Lodre specifically references an older video of Minaj backstage (“that you should all watch,” says Lorde) talking about the inherent sexism in the industry, where demanding men up are considered to be “bossing up,” while women are denigrated as “bitches” and simply “acting up.”
“Now when I come to a photoshoot – let it be of quality,” says Minaj of her demands that regularly have her pegged as a diva by press. “I put quality in what I do: I spend time, energy, effort, everything I have, every fibre of my being to give people quality,” refusing anything she sees as compromising that. “Lots of people ask me if being a female in the music industry is difficult. I think in some ways it is.”
“I identified with her so strongly when I saw that video,” writes Lorde of the footage. “I know what it’s like to walk on set and demand something of quality, and feel people thinking, ‘Oh, we’ve got a piece of work here.’ That’s just me trying to protect my image and my name.
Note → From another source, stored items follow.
PR #168, opened 2025-07-21
Barrel/endcap neighbors

varnes:
BEGINRELEASENOTES

 Update CreateFCCeeCaloNeighbours to find neighbors across ECal cryostats (i.e. barrel <--> endcap)

 Also update the endcap sampling fractions in RecFCCeeCalorimeter/tests/options/ALLEGRO_o1_v03_digi_reco.py to be ones from first-principles sampling fraction calculation rather than empirical set tuned to give correct cluster energy.  This will avoid problems at the endcap/barrel ECal and HCal boundaries, though further calibration will be required to return the correct cluster energies.

ENDRELEASENOTES


RecFCCeeCalorimeter/src/components/CreateFCCeeCaloNeighbours.cpp
```diff
@@ -490,17 +497,17 @@ StatusCode CreateFCCeeCaloNeighbours::initialize() {
         dd4hep::DDSegmentation::CellID volumeId = 0;
         // Get VolumeID
         (*decoder)[m_fieldNamesSegmented[iSys]].set(volumeId, m_fieldValuesSegmented[iSys]);
-        (*decoder)[m_activeFieldNamesSegmented[iSys]].set(volumeId, ilayer);
+	(*decoder)["layer"].set(volumeId, ilayer);
```
giovannimarchiori, line 500: why this change?

RecFCCeeCalorimeter/src/components/CreateFCCeeCaloNeighbours.cpp
```diff
@@ -490,17 +497,17 @@ StatusCode CreateFCCeeCaloNeighbours::initialize() {
...
         (*decoder)["theta"].set(volumeId, 0);
         (*decoder)["module"].set(volumeId, 0);
         // Get number of segmentation cells within the active volume
         // numberOfCells: return Array of the number of cells in (module, theta) and the minimum theta ID.
-        auto numCells = det::utils::numberOfCells(volumeId, *moduleThetaSegmentation);
+         auto numCells = det::utils::numberOfCells(volumeId, *moduleThetaSegmentation);
```
giovannimarchiori, line 505: why the extra space?

RecFCCeeCalorimeter/src/components/CreateFCCeeCaloNeighbours.cpp
```diff
@@ -516,20 +523,91 @@ StatusCode CreateFCCeeCaloNeighbours::initialize() {
...
+
+	    if ((itheta == extrema[2].first) ||  (itheta == extrema[2].second)) {
+	      // find barrel cell position
+	      
+	      double eCalBarrelTheta = m_EMB_theta_lookup[ilayer];
+	      if (itheta == extrema[2].second) eCalBarrelTheta = TMath::Pi()-eCalBarrelTheta;
+	      double eCalBarrelPhi = m_EMB_phi_lookup[ilayer][imodule];
+	      
+	      for (uint iSys2 = 0; iSys2 < m_readoutNamesSegmented.size(); iSys2++) {
+		// get segmentation
```
giovannimarchiori, line 549: code does not look indented - are you using tabs instead of whitespaces?

RecFCCeeCalorimeter/src/components/CreateFCCeeCaloNeighbours.cpp
```diff
@@ -571,12 +649,18 @@ StatusCode CreateFCCeeCaloNeighbours::initialize() {
           debug() << "Extrema[0]: " << extrema[0].first << " , " << extrema[0].second << endmsg;
           debug() << "Extrema[1]: " << extrema[1].first << " , " << extrema[1].second << endmsg;
           debug() << "Extrema[2]: " << extrema[2].first << " , " << extrema[2].second << endmsg;
+
+	  // Set up some variables that will be useful when finding neighbors
+	  // in the EM barrel.  These will be calculated the first time through
+	  // the loop
+	  float minRhoEMBarrel = -1.;
+
```
giovannimarchiori, line 657: code does not look properly indented - are you using tabs instead of whitespaces?

RecFCCeeCalorimeter/src/components/CreateFCCeeCaloNeighbours.cpp
```diff
@@ -587,25 +671,32 @@ StatusCode CreateFCCeeCaloNeighbours::initialize() {
                 decoder->set(cellId, "rho", irho);
                 decoder->set(cellId, "z", iz);
 
+		double endcapRho = ecalEndcapTurbineSegmentation->rho(cellId);
+		if (iWheel == 2 && iz == 0 && ((endcapRho > minRhoEMBarrel) || (minRhoEMBarrel < 0.) )) {
+		  nextToEMBarrel = true;
+		}
+
+		double endcapPhi =  TMath::ATan2(ecalEndcapTurbineSegmentation->position(cellId).y(), ecalEndcapTurbineSegmentation->position(cellId).x());
+
```
giovannimarchiori, line 680: code does not look indented

RecFCCeeCalorimeter/src/components/CreateFCCeeCaloNeighbours.cpp
```diff
@@ -667,15 +758,77 @@ StatusCode CreateFCCeeCaloNeighbours::initialize() {
...
+		      (*barrelDecoder)[m_fieldNamesSegmented[0]].set(barrelVolumeId, m_fieldValuesSegmented[0]);
+		      
+		      (*barrelDecoder)["system"].set(barrelVolumeId, m_ecalBarrelSysId);
+		      (*barrelDecoder)["module"].set(barrelVolumeId, iBarrelModule);
+		      (*barrelDecoder)["layer"].set(barrelVolumeId, iMatchLayer);
+		      
+		      numCells = det::utils::numberOfCells(barrelVolumeId, *moduleThetaSegmentation);
+		      
+		      if (iSide > 0) {
+			  iBarrelTheta = numCells[2];
```
giovannimarchiori, line 815: code does not look indented - replace all tabs with equivalent number of whitespaced

RecFCCeeCalorimeter/src/components/CreateFCCeeCaloNeighbours.cpp
```diff
@@ -667,15 +758,77 @@ StatusCode CreateFCCeeCaloNeighbours::initialize() {
...
+		      if (minDelTheta > 0.5) continue;
+
+		      unsigned iBarrelModule = m_EMB_h_module_vs_phi[iMatchLayer]->GetBinContent(m_EMB_h_module_vs_phi[iMatchLayer]->FindBin(endcapPhi));
+		      // set volumeID correctly
+		      dd4hep::DDSegmentation::CellID barrelVolumeId = 0;
+		      (*barrelDecoder)[m_fieldNamesSegmented[0]].set(barrelVolumeId, m_fieldValuesSegmented[0]);
+		      
+		      (*barrelDecoder)["system"].set(barrelVolumeId, m_ecalBarrelSysId);
+		      (*barrelDecoder)["module"].set(barrelVolumeId, iBarrelModule);
+		      (*barrelDecoder)["layer"].set(barrelVolumeId, iMatchLayer);
```
giovannimarchiori, line 810: would be better to use m_activeFieldNamesSegmented[iSys] instead of layer and m_fieldNamesSegmented[iSys] instead of system

RecFCCeeCalorimeter/src/components/CreateFCCeeCaloNeighbours.cpp
```diff
@@ -1592,4 +1745,164 @@ StatusCode CreateFCCeeCaloNeighbours::initialize() {
...
+	std::string histname = "h_EMB_modulevphi_"+std::to_string(iBarrelLayer);
+	TH1F* h_phi = new TH1F(histname.c_str(), histname.c_str(), nModulesBarrel, -TMath::Pi(), TMath::Pi());
+	for (unsigned iBarrelModule = 0; iBarrelModule < nModulesBarrel; iBarrelModule++) {
+	  // set volumeID correctly
+	  dd4hep::DDSegmentation::CellID barrelVolumeId = 0;
+	  (*barrelDecoder)[m_fieldNamesSegmented[0]].set(barrelVolumeId, m_fieldValuesSegmented[0]);
+	  
+	  (*barrelDecoder)["system"].set(barrelVolumeId, m_ecalBarrelSysId);
+	  (*barrelDecoder)["module"].set(barrelVolumeId, iBarrelModule);
+	  (*barrelDecoder)["layer"].set(barrelVolumeId, iBarrelLayer);
```
giovannimarchiori, line 1870: better to use m_activeFieldNamesSegmented[iSys] and m_fieldNamesSegmented[iSys] for layer and system

RecFCCeeCalorimeter/src/components/CreateFCCeeCaloNeighbours.cpp
```diff
@@ -1592,4 +1745,164 @@ StatusCode CreateFCCeeCaloNeighbours::initialize() {
...
+	(*endcapDecoder)["side"].set(endcapCellId, iSide);
+
+	for (unsigned iECrho = 0; iECrho < numECCellsRho; iECrho++) {
+	  std::string histname_pos = "h_modulevphi_pos_"+std::to_string(iECrho);
+	  std::string histname_neg = "h_modulevphi_neg_"+std::to_string(iECrho);
+	  TH1F *h_pos=new TH1F(histname_pos.c_str(), histname_pos.c_str(), numECModules, -TMath::Pi(), TMath::Pi());
+	  TH1F *h_neg=new TH1F(histname_neg.c_str(), histname_neg.c_str(), numECModules, -TMath::Pi(), TMath::Pi());
+	  m_EMEC_h_module_vs_phi_pos.push_back(h_neg);
+	  for (unsigned iECmodule = 0; iECmodule < numECModules; iECmodule++) {
+	    //	    std::vector<Float_t> neg_phis, pos_phis, thetas;
```
giovannimarchiori, line 1806: remove commented code

RecFCCeeCalorimeter/src/components/CreateFCCeeCaloNeighbours.cpp
```diff
@@ -1592,4 +1745,164 @@ StatusCode CreateFCCeeCaloNeighbours::initialize() {
...
+	  double inLocal[] = {0, 0, 0};
+	  transformMatrix.LocalToMaster(inLocal, outGlobal);
+	  double eCalBarrelPhiOffset = std::atan2(outGlobal[1], outGlobal[0]);
+	  double eCalBarrelPhi = eCalBarrelPhiOffset;
+	  double eCalBarrelTheta = moduleThetaSegmentation->theta(barrelVolumeId);
+
+	  h_phi->SetBinContent(h_phi->FindBin(eCalBarrelPhi), iBarrelModule);
+	  phis.push_back(eCalBarrelPhi);
+	  // m_EMB_theta_lookup.push_back(eCalBarrelTheta);	  
+	  //  m_EMB_phi_lookup[iBarrelLayer].push_back(eCalBarrelPhi);
```
giovannimarchiori, line 1893: remove commented code

RecFCCeeCalorimeter/src/components/CreateFCCeeCaloNeighbours.cpp
varnes: In general I'm having trouble with using things like m_activeFieldNamesSegmented[iSys] since there are 2 active names for the endcap ("rho" and "z"), so that breaks the 1-1 correspondence between the names and the iSys index.  Hard-coding was a way around this, but I'm definitely open to better suggestions.

I think you're right that there's no need to hardcode "system" rather than using m_fieldNamesSegmented[iSys], so I'll fix that.

RecFCCeeCalorimeter/src/components/CreateFCCeeCaloNeighbours.cpp
varnes: Fixed

RecFCCeeCalorimeter/src/components/CreateFCCeeCaloNeighbours.cpp
```diff
@@ -667,15 +758,77 @@ StatusCode CreateFCCeeCaloNeighbours::initialize() {
...
+		      float minDelTheta = 1.0;
+		      		     
+		      for (unsigned iBarrelLayer = 0; iBarrelLayer < nLayersBarrel; iBarrelLayer++) {
+			double eCalBarrelTheta = m_EMB_theta_lookup[iBarrelLayer];
+			if (iSide == -1) eCalBarrelTheta = TMath::Pi()-eCalBarrelTheta;
+			float delTheta = TMath::Abs(endcapTheta-eCalBarrelTheta);
+			if (delTheta < minDelTheta) {
+			  minDelTheta = delTheta;
+			  iMatchLayer=iBarrelLayer;
+			}
```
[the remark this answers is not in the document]
varnes: Fixed

RecFCCeeCalorimeter/src/components/CreateFCCeeCaloNeighbours.h
```diff
@@ -95,6 +99,20 @@ class CreateFCCeeCaloNeighbours : public extends1<Service, ICaloCreateMap> {
...
+  // Lookup tables/histograms for cell positions in the barrel and endcap EM calorimeters
+  std::vector< TH1F* > m_EMB_h_module_vs_phi;
+  std::vector< std::vector<Float_t>> m_EMB_phi_lookup;
+  std::vector<Float_t> m_EMB_theta_lookup;
+
+  std::vector< TH1F* > m_EMEC_h_module_vs_phi_pos;
+  std::vector< TH1F* > m_EMEC_h_module_vs_phi_neg;
+  std::vector< std::vector<Float_t>> m_EMEC_pos_phi_lookup;
+  std::vector< std::vector<Float_t>> m_EMEC_neg_phi_lookup;
+  std::vector<Float_t> m_EMEC_theta_lookup;
```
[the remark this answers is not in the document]
varnes: There is already a small comment on this at line 103.  Are you looking for more detail?  I can add something like:

These are pre-filled in initialize_lookups() to avoid having to find positions of cells within the double-loop over barrel and endcap cells when finding neighbors across the barrel/endcap boundary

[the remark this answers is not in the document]
giovannimarchiori: I would like a succinct description of the format of these vectors: what does their index correspond to? what do they contain, in which format?

RecFCCeeCalorimeter/src/components/CreateFCCeeCaloNeighbours.cpp
giovannimarchiori: you can still leave the code as it was before with m_activeFieldNamesSegmented[iSys], add a comment that for the endcap segmentation due to the two active names this option is ignore, and hardcode z and rho for the endcap encoder, without touching the barrel code

RecFCCeeCalorimeter/src/components/CreateFCCeeCaloNeighbours.h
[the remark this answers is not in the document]
giovannimarchiori: thanks!

RecFCCeeCalorimeter/src/components/CreateFCCeeCaloNeighbours.cpp
giovannimarchiori: it shouldn't be the case. in the python, the order of the m_activeFieldNamesSegmented entries should correspond to the order of the systems in m_fieldValuesSegmented{this, "systemValues", {4, 8, 9}};
if the system value for the endcap is after (before) the barrel there, then this should also be the case in m_activeFieldNamesSegmented.
Can you point me to the python script are you referring to?

Also, I would suggest that you update the default values of m_fieldValuesSegmented and so on so that the script by default produces the neighbour maps for the whole detector, including ecal endcap?
I mean

```
Gaudi::Property<std::vector<std::string>> m_fieldNamesSegmented{this, "systemNames", {"system", "system", "system"}};
Gaudi::Property<std::vector<int>> m_fieldValuesSegmented{this, "systemValues", {4, 8, 9}};
Gaudi::Property<std::vector<std::string>> m_activeFieldNamesSegmented{
      this, "activeFieldNames", {"layer", "layer", "layer"}};
Gaudi::Property<std::vector<unsigned int>> m_activeVolumesNumbersSegmented{
      this, "activeVolumesNumbers", {11, 13, 37}};
```

varnes: I'm guessing that you're right -- the fact that I wrote the code with both the "rho" and "z" field names rather than just "layer" may have been due to a misunderstanding on my part.  I'll see if I can rewrite it to be more similar to the barrel (as you say, we can resume the conversation in a few days so I have time to sort this out).

RecFCCeeCalorimeter/src/components/CreateFCCeeCaloNeighbours.cpp
```diff
@@ -666,12 +763,82 @@ StatusCode CreateFCCeeCaloNeighbours::initialize() {
...
                       decoder->set(newCellId, "module", newModule + ibmod / 1);
-                      decoder->set(newCellId, "layer", newLayer);
-                      neighborsList.push_back(newCellId);
+                      decoder->set(newCellId, m_activeFieldNamesSegmented[iSys], newLayer);
+                      neighboursList.push_back(newCellId);
+                    }
+                  }
+                }
+                // add neighboring cells in the EM barrel calorimeter, if relevant
+                if (nextToEMBarrel) {
```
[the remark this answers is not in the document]
varnes: Yes, now fixed.

RecFCCeeCalorimeter/src/components/CreateFCCeeCaloNeighbours.cpp
```diff
@@ -524,10 +531,86 @@ StatusCode CreateFCCeeCaloNeighbours::initialize() {
...
-                id, det::utils::neighbours_ModuleThetaMerged(*moduleThetaSegmentation, *decoder,
-                                                             {m_activeFieldNamesSegmented[iSys], "module", "theta"},
-                                                             extrema, id, m_includeDiagonalCells)));
+            auto neighboursList = det::utils::neighbours_ModuleThetaMerged(
+                *moduleThetaSegmentation, *decoder, {m_activeFieldNamesSegmented[iSys], "module", "theta"}, extrema, id, m_includeDiagonalCells);
+
+            // check if we are on an edge in theta, and add neighbours in the
+            // endcap calorimeter if so
+
+            if ((itheta == extrema[2].first) || (itheta == extrema[2].second)) {
```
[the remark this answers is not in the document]
varnes: Yes, now fixed.

RecFCCeeCalorimeter/src/components/CreateFCCeeCaloNeighbours.cpp
```diff
@@ -1592,4 +1759,165 @@ StatusCode CreateFCCeeCaloNeighbours::initialize() {
...
+        std::vector<Float_t> phis, thetas;
+        unsigned nModulesBarrel = (numCells[0] - 1) * moduleThetaSegmentation->mergedModules(iBarrelLayer);
+        std::string histname = "h_EMB_modulevphi_" + std::to_string(iBarrelLayer);
+        TH1F* h_phi = new TH1F(histname.c_str(), histname.c_str(), nModulesBarrel, -TMath::Pi(), TMath::Pi());
+        for (unsigned iBarrelModule = 0; iBarrelModule < nModulesBarrel; iBarrelModule++) {
+          // set volumeID correctly
+          dd4hep::DDSegmentation::CellID barrelVolumeId = 0;
+          (*barrelDecoder)[m_fieldNamesSegmented[0]].set(barrelVolumeId, m_fieldValuesSegmented[0]);
+
+          (*barrelDecoder)[m_fieldNamesSegmented[iSys]].set(barrelVolumeId, m_ecalBarrelSysId);
```
giovannimarchiori, line 1885: idem - should 1st line be removed?

RecFCCeeCalorimeter/src/components/CreateFCCeeCaloNeighbours.cpp
```diff
@@ -666,12 +763,82 @@ StatusCode CreateFCCeeCaloNeighbours::initialize() {
...
+                      if (minDelTheta > 0.5)
+                        continue;
+
+                      unsigned iBarrelModule = m_EMB_h_module_vs_phi[iMatchLayer]->GetBinContent(
+                          m_EMB_h_module_vs_phi[iMatchLayer]->FindBin(endcapPhi));
+                      // set volumeID correctly
+                      dd4hep::DDSegmentation::CellID barrelVolumeId = 0;
+                      (*barrelDecoder)[m_fieldNamesSegmented[0]].set(barrelVolumeId, m_fieldValuesSegmented[0]);
+
+                      (*barrelDecoder)[m_fieldNamesSegmented[iSys2]].set(barrelVolumeId, m_ecalBarrelSysId);
```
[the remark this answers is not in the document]
varnes: Right, must have been a leftover from when I was developing the code.  Now removed (same applies to line 1883)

I sometimes think if I were a male musician, the reaction to such a basic request would be different.”
Echoing the poignant piece by CHVRCHES singer Lauren Mayberry in which she tackled sexism following a wave of online misogyny towards the Scottish synthpop trio, Lorde also writes: “lots of people ask me if being a female in the music industry is difficult. I think in some ways it is.”
“Sometimes I feel so lonely I don’t want to do it any more. But truth is, I love what I do so much. I’ve never been so happy, or worked so hard… for all the moments I dislike, there are these moments where everything feels slow motion, full colour, sweet,” she explains, pointing towards her last-minute addition to Splendour in the Grass in July as one such moment.
Concluding her articulate Sunday Magazine feature, Lorde reminisces about the making of her ARIA-topping debut album, Pure Heroine, which by its creator’s own assessment “can be read as well as listened to, digested as well as danced to. I’m a singer, a performer, a popstar and a writer.”
“It’s the best thing I’ve ever made,” Lorde declares. “At the end of the lyric booklet inside Pure Heroine, there’s a portrait of me. I’m wearing a grey sweater, a silver chain. I’m not smiling. There’s a heavy, funereal black border. I showed this to my 11-year-old brother. He looked, and smiled at me, said: ‘About the author.’ I really like that,” writes the 16-year-old musician, his sibling’s comment triggering an epiphany: “[I] knew it would never be about zeroes. I’m not a spreadsheet with hair; will never be.”
Lorde arrives in Australia next week for a highly anticipated four-date tour before returning as part of the Laneway 2014 festival lineup in February 2014 alongside a strong female-centric lineup of Haim, Savages, Adalita, CHVRCHES, Warpaint, The Jezabels and many more.